■ Work to complete: The entries are to be returned exactly as written.

■ Data:

----------

PR #8555, opened 2016-04-12
msg/xio: simple fixes

avnerbh:


src/common/buffer.cc
```diff
@@ -659,7 +659,7 @@ static simple_spinlock_t buffer_debug_lock = SIMPLE_SPINLOCK_INITIALIZER;
   public:
     struct xio_reg_mem *mp;
     xio_mempool(struct xio_reg_mem *_mp, unsigned l) :
-      raw((char*)mp->addr, l), mp(_mp)
+      raw((char*)_mp->addr, l), mp(_mp)
```
mattbenjamin: ouch!

src/msg/xio/XioMessenger.cc
```diff
@@ -575,7 +575,7 @@ enum bl_type
 #define MAX_XIO_BUF_SIZE 1044480
 
 static inline int
-xio_count_buffers(buffer::list& bl, int& req_size, int& msg_off, int& req_off)
+xio_count_buffers(const buffer::list& bl, int& req_size, int& msg_off, int& req_off)
```
mattbenjamin: ok

src/msg/xio/XioMessenger.cc
```diff
@@ -620,7 +620,7 @@ xio_count_buffers(buffer::list& bl, int& req_size, int& msg_off, int& req_off)
 }
 
 static inline void
-xio_place_buffers(buffer::list& bl, XioMsg *xmsg, struct xio_msg*& req,
+xio_place_buffers(const buffer::list& bl, XioMsg *xmsg, struct xio_msg*& req,
 		  struct xio_iovec_ex*& msg_iov, int& req_size,
```
mattbenjamin: ok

----------

■ Problem solution:
PR #8555, opened 2016-04-12
msg/xio: simple fixes

avnerbh:


src/common/buffer.cc
```diff
@@ -659,7 +659,7 @@ static simple_spinlock_t buffer_debug_lock = SIMPLE_SPINLOCK_INITIALIZER;
   public:
     struct xio_reg_mem *mp;
     xio_mempool(struct xio_reg_mem *_mp, unsigned l) :
-      raw((char*)mp->addr, l), mp(_mp)
+      raw((char*)_mp->addr, l), mp(_mp)
```
mattbenjamin: ouch!

src/msg/xio/XioMessenger.cc
```diff
@@ -575,7 +575,7 @@ enum bl_type
 #define MAX_XIO_BUF_SIZE 1044480
 
 static inline int
-xio_count_buffers(buffer::list& bl, int& req_size, int& msg_off, int& req_off)
+xio_count_buffers(const buffer::list& bl, int& req_size, int& msg_off, int& req_off)
```
mattbenjamin: ok

src/msg/xio/XioMessenger.cc
```diff
@@ -620,7 +620,7 @@ xio_count_buffers(buffer::list& bl, int& req_size, int& msg_off, int& req_off)
 }
 
 static inline void
-xio_place_buffers(buffer::list& bl, XioMsg *xmsg, struct xio_msg*& req,
+xio_place_buffers(const buffer::list& bl, XioMsg *xmsg, struct xio_msg*& req,
 		  struct xio_iovec_ex*& msg_iov, int& req_size,
```
mattbenjamin: ok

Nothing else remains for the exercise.